━━━━━ Data section

Issue #267, opened 2024-03-15
Fix dependency groups 


ioangatop:
Remove them or duplicate the dependencies, according to https://github.com/pdm-project/pdm/issues/775#issuecomment-986212817

PR #605, opened 2024-08-09
Update .lock file to solve `exceptiongroup` dependency issue in CI

### LINKED ISSUE #604: Fix CI issue (No module named `exceptiongroup`)
Getting this error in CI when using python 3.10 (probably related to new pytest version that uses python 3.11 features):
```
ModuleNotFoundError: No module named 'exceptiongroup'
```

Context: https://github.com/pytest-dev/pytest/issues/12177#issue-2220516002
- For some reason nox / pdm doesn't install the `exceptiongroup` dependency when using python 3.10

nkaenzig:
Closes #604 

Note: I had to regenerate the lock file from scratch.

### DIFF
--- a/pyproject.toml
+++ b/pyproject.toml
@@ -112,6 +112,8 @@ typecheck = [
 ]
 test = [
     "pygments>=2.14.0",
+    "tomli>=2.0.1",
+    "exceptiongroup>=1.2.2",
     "pytest>=7.2.2",
     "pytest-cov>=4.1.0",
 ]
@@ -132,7 +134,6 @@ dev = [
     "yamllint>=1.29.0",
     "bandit>=1.7.6",
     "pyright>=1.1.295",
-    "pytest>=7.2.2",
     "nox>=2024.3.2",
     "pygments>=2.14.0",
     "pytest>=7.2.2",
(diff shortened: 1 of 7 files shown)


pyproject.toml
```diff
@@ -71,17 +71,12 @@ vision = [
...
-    "scikit-image>=0.24.0",
-    "imagesize>=1.4.1",
-    "scipy>=1.14.0",
-    "monai>=1.3.2",
+    "kaiko-eva[vision]",
+    "kaiko-eva[lint]",
+    "kaiko-eva[typecheck]",
+    "kaiko-eva[test]",
+    "kaiko-eva[docs]",
+    "kaiko-eva[dev]",
```
ioangatop, line 79: this actually is not entirely correct, as it points to the pip version of the lib, and not the current local one, so the dependencies are not the same

issue: https://github.com/kaiko-ai/eva/issues/267
comment: https://github.com/pdm-project/pdm/issues/775#issuecomment-986212817
feature: https://github.com/pdm-project/pdm/issues/2701

nkaenzig: Good point. Reverted this now to manually copying the requirements.

ioangatop (approved):

PR #607, opened 2024-08-12
Add support for running `timm` models with default configs

### LINKED ISSUE #606: Add support for running timm models with default configs
Currently, with the default config users can only load models that `eva` exposes through its model registry. It would be handy to add the functionality there to support running any `timm` model, without the need of copying and manually editing the `.yaml` configs first.

nkaenzig:
Closes #606 

Example usage:

```
MODEL_NAME=universal/timm_model \
MODEL_EXTRA_KWARGS='{model_name: vit_small_patch16_224.dino, checkpoint_path: null}' \
eva predict_fit --config configs/vision/pathology/offline/segmentation/consep.yaml
```

### DIFF
--- a/configs/vision/pathology/offline/classification/bach.yaml
+++ b/configs/vision/pathology/offline/classification/bach.yaml
@@ -30,7 +30,7 @@ trainer:
             0: train
             1: val
           backbone:
-            class_path: eva.vision.models.wrappers.VisionBackbone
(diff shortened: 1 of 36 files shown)


roman807:
Great, thanks @nkaenzig! Could you add it also to the documentation? (e.g. maybe even new page)

roman807 (approved):

ioangatop (approved):

PR #617, opened 2024-08-23
Make dataset root fully configurable through env variable

### LINKED ISSUE #616: Dataset `root` is not fully configurable for some default configs
Currently in some configs the `root: ` init arg of the dataset is defined as follows:
`root: ${oc.env:DATA_ROOT, ./data}/bach`

This has two issues:
- Expects that all datasets are in the same `DATA_ROOT` folder when running evaluations on multiple benchmark datasets
- Forces the user to name the directory that contains the dataset files as in the config files

nkaenzig:
Closes #616

### DIFF
--- a/configs/vision/pathology/offline/classification/panda.yaml
+++ b/configs/vision/pathology/offline/classification/panda.yaml
@@ -94,7 +94,7 @@ data:
       predict:
         - class_path: eva.vision.datasets.PANDA
           init_args: &PREDICT_DATASET_ARGS
-            root: ${oc.env:DATA_ROOT, ./data/panda}
+            root: ${oc.env:DATA_ROOT, ./data/panda/prostate-cancer-grade-assessment}
             sampler:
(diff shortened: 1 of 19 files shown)


configs/vision/pathology/offline/classification/panda.yaml
```diff
@@ -94,7 +94,7 @@ data:
       predict:
         - class_path: eva.vision.datasets.PANDA
           init_args: &PREDICT_DATASET_ARGS
-            root: ${oc.env:DATA_ROOT, ./data/panda/prostate-cancer-grade-assessment}
+            root: ${oc.env:DATA_ROOT, ./data/panda}
```
roman807, line 97: if you download the dataset from kaggle it will be in `panda/prostate-cancer-grade-assessment`. So might be better to leave the full path as default

nkaenzig: Good point, updated now.

roman807 (approved):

━━━━━━━━━━

**Assignment**
Transcribe each entry above exactly as it reads.

**Reply to the exercise**
Issue #267, opened 2024-03-15
Fix dependency groups 


ioangatop:
Remove them or duplicate the dependencies, according to https://github.com/pdm-project/pdm/issues/775#issuecomment-986212817

PR #605, opened 2024-08-09
Update .lock file to solve `exceptiongroup` dependency issue in CI

### LINKED ISSUE #604: Fix CI issue (No module named `exceptiongroup`)
Getting this error in CI when using python 3.10 (probably related to new pytest version that uses python 3.11 features):
```
ModuleNotFoundError: No module named 'exceptiongroup'
```

Context: https://github.com/pytest-dev/pytest/issues/12177#issue-2220516002
- For some reason nox / pdm doesn't install the `exceptiongroup` dependency when using python 3.10

nkaenzig:
Closes #604 

Note: I had to regenerate the lock file from scratch.

### DIFF
--- a/pyproject.toml
+++ b/pyproject.toml
@@ -112,6 +112,8 @@ typecheck = [
 ]
 test = [
     "pygments>=2.14.0",
+    "tomli>=2.0.1",
+    "exceptiongroup>=1.2.2",
     "pytest>=7.2.2",
     "pytest-cov>=4.1.0",
 ]
@@ -132,7 +134,6 @@ dev = [
     "yamllint>=1.29.0",
     "bandit>=1.7.6",
     "pyright>=1.1.295",
-    "pytest>=7.2.2",
     "nox>=2024.3.2",
     "pygments>=2.14.0",
     "pytest>=7.2.2",
(diff shortened: 1 of 7 files shown)


pyproject.toml
```diff
@@ -71,17 +71,12 @@ vision = [
...
-    "scikit-image>=0.24.0",
-    "imagesize>=1.4.1",
-    "scipy>=1.14.0",
-    "monai>=1.3.2",
+    "kaiko-eva[vision]",
+    "kaiko-eva[lint]",
+    "kaiko-eva[typecheck]",
+    "kaiko-eva[test]",
+    "kaiko-eva[docs]",
+    "kaiko-eva[dev]",
```
ioangatop, line 79: this actually is not entirely correct, as it points to the pip version of the lib, and not the current local one, so the dependencies are not the same

issue: https://github.com/kaiko-ai/eva/issues/267
comment: https://github.com/pdm-project/pdm/issues/775#issuecomment-986212817
feature: https://github.com/pdm-project/pdm/issues/2701

nkaenzig: Good point. Reverted this now to manually copying the requirements.

ioangatop (approved):

PR #607, opened 2024-08-12
Add support for running `timm` models with default configs

### LINKED ISSUE #606: Add support for running timm models with default configs
Currently, with the default config users can only load models that `eva` exposes through its model registry. It would be handy to add the functionality there to support running any `timm` model, without the need of copying and manually editing the `.yaml` configs first.

nkaenzig:
Closes #606 

Example usage:

```
MODEL_NAME=universal/timm_model \
MODEL_EXTRA_KWARGS='{model_name: vit_small_patch16_224.dino, checkpoint_path: null}' \
eva predict_fit --config configs/vision/pathology/offline/segmentation/consep.yaml
```

### DIFF
--- a/configs/vision/pathology/offline/classification/bach.yaml
+++ b/configs/vision/pathology/offline/classification/bach.yaml
@@ -30,7 +30,7 @@ trainer:
             0: train
             1: val
           backbone:
-            class_path: eva.vision.models.wrappers.VisionBackbone
(diff shortened: 1 of 36 files shown)


roman807:
Great, thanks @nkaenzig! Could you add it also to the documentation? (e.g. maybe even new page)

roman807 (approved):

ioangatop (approved):

PR #617, opened 2024-08-23
Make dataset root fully configurable through env variable

### LINKED ISSUE #616: Dataset `root` is not fully configurable for some default configs
Currently in some configs the `root: ` init arg of the dataset is defined as follows:
`root: ${oc.env:DATA_ROOT, ./data}/bach`

This has two issues:
- Expects that all datasets are in the same `DATA_ROOT` folder when running evaluations on multiple benchmark datasets
- Forces the user to name the directory that contains the dataset files as in the config files

nkaenzig:
Closes #616

### DIFF
--- a/configs/vision/pathology/offline/classification/panda.yaml
+++ b/configs/vision/pathology/offline/classification/panda.yaml
@@ -94,7 +94,7 @@ data:
       predict:
         - class_path: eva.vision.datasets.PANDA
           init_args: &PREDICT_DATASET_ARGS
-            root: ${oc.env:DATA_ROOT, ./data/panda}
+            root: ${oc.env:DATA_ROOT, ./data/panda/prostate-cancer-grade-assessment}
             sampler:
(diff shortened: 1 of 19 files shown)


configs/vision/pathology/offline/classification/panda.yaml
```diff
@@ -94,7 +94,7 @@ data:
       predict:
         - class_path: eva.vision.datasets.PANDA
           init_args: &PREDICT_DATASET_ARGS
-            root: ${oc.env:DATA_ROOT, ./data/panda/prostate-cancer-grade-assessment}
+            root: ${oc.env:DATA_ROOT, ./data/panda}
```
roman807, line 97: if you download the dataset from kaggle it will be in `panda/prostate-cancer-grade-assessment`. So might be better to leave the full path as default

nkaenzig: Good point, updated now.

roman807 (approved):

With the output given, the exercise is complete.